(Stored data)
______________________________

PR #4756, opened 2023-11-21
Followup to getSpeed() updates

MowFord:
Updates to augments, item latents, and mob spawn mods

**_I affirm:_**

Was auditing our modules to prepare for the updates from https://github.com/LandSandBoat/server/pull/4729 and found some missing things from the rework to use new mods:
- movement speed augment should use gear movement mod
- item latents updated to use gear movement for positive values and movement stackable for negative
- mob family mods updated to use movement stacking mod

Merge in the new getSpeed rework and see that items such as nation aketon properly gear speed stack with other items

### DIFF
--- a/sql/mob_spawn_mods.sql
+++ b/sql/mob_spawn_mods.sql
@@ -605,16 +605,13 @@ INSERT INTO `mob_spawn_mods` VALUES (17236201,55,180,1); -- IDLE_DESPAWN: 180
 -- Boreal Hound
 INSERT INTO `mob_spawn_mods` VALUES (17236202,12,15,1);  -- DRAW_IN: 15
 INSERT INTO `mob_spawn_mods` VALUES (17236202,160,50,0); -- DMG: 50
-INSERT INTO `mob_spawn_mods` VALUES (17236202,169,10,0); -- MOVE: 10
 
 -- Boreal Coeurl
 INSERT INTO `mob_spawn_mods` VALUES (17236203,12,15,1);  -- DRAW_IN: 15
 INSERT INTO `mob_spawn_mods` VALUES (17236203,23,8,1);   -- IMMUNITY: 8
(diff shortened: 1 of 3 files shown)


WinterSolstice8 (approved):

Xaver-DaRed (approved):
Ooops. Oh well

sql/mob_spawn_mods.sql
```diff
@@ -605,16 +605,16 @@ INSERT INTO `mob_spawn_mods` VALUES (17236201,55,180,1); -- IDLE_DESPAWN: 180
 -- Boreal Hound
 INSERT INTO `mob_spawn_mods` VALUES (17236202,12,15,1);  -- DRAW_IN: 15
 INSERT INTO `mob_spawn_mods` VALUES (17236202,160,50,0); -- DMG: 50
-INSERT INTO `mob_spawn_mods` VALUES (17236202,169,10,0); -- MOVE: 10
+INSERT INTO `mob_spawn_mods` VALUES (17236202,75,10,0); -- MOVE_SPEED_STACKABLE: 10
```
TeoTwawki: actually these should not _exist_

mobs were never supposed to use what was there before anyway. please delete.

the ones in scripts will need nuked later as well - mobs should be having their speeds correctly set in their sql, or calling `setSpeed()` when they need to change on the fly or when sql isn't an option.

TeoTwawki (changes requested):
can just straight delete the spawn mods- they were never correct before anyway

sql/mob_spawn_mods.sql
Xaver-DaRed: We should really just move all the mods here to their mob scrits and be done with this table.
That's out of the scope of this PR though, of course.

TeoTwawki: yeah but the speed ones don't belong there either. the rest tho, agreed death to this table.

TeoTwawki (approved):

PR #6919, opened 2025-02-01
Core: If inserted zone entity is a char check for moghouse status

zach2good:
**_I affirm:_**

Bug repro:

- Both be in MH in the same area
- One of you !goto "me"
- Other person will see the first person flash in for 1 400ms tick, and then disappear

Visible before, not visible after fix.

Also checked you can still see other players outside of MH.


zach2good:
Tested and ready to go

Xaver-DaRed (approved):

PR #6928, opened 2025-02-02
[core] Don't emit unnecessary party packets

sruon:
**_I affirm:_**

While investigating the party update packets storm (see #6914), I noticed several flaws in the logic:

______________________________

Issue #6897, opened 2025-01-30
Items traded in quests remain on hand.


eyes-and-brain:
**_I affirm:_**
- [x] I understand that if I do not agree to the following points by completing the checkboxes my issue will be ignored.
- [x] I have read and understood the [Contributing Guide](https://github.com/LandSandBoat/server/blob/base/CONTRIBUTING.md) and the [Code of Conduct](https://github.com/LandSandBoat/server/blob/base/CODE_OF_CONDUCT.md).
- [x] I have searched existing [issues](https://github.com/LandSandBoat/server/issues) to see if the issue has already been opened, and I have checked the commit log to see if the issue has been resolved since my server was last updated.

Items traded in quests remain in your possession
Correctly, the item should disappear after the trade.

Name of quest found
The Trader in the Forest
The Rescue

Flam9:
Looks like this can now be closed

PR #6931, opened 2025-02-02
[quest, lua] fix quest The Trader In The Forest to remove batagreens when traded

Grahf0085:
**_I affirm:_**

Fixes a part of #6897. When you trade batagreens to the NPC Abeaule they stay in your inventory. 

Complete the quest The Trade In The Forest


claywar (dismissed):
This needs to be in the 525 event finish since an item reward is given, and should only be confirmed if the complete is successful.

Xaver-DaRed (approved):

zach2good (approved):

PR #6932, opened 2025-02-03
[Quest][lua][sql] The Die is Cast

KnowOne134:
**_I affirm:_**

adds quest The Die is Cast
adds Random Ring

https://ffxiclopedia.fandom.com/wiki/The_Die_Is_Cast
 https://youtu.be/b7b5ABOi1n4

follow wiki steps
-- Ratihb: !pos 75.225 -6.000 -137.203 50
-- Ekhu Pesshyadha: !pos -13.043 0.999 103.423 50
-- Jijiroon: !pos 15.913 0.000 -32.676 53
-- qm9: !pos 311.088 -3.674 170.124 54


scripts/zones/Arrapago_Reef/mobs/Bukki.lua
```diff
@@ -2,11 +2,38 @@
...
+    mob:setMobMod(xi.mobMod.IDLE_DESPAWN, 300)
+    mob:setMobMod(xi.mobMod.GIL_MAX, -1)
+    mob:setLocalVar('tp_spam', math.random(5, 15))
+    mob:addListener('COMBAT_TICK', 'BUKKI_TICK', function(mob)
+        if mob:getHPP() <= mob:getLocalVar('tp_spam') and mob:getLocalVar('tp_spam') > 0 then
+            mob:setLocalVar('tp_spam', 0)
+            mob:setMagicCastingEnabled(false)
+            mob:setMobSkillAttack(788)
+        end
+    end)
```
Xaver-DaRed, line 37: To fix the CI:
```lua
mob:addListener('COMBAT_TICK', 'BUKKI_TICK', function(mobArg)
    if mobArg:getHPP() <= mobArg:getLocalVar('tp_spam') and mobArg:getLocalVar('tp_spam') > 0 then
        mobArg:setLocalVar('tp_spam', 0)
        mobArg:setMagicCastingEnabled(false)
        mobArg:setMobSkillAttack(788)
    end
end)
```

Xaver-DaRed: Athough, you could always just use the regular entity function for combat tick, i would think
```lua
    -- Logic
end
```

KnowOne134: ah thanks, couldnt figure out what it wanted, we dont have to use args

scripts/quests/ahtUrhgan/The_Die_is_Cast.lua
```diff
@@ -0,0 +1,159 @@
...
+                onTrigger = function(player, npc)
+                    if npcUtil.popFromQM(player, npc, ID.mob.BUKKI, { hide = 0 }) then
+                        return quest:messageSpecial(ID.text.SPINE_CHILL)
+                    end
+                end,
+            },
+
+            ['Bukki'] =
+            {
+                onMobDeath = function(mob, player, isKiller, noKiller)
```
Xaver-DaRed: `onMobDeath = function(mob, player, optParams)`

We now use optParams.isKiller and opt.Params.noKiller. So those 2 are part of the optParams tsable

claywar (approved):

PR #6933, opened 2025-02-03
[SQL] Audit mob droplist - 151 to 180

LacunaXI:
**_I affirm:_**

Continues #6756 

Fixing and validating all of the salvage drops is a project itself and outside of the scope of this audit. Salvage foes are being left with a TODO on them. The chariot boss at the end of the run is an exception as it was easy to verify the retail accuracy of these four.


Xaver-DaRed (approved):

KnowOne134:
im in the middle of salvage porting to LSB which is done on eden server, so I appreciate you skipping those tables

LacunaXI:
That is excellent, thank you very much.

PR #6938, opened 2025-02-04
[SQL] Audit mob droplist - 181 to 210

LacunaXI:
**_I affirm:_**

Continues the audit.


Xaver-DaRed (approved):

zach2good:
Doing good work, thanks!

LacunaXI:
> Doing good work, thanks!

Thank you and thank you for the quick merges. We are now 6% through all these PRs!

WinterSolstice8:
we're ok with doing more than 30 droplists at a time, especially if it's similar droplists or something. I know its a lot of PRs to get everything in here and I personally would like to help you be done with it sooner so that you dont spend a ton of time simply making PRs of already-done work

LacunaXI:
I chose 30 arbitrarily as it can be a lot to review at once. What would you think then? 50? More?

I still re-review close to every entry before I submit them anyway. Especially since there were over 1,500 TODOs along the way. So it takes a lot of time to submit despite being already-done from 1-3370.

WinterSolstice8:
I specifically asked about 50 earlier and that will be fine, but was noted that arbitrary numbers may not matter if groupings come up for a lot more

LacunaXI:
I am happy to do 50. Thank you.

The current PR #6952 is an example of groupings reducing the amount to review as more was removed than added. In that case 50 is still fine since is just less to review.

______________________________

_Exercise instructions_.
Show each line in the data where the string "they" appears.

_Answer_.
the ones in scripts will need nuked later as well - mobs should be having their speeds correctly set in their sql, or calling `setSpeed()` when they need to change on the fly or when sql isn't an option.
can just straight delete the spawn mods- they were never correct before anyway
Fixes a part of #6897. When you trade batagreens to the NPC Abeaule they stay in your inventory. 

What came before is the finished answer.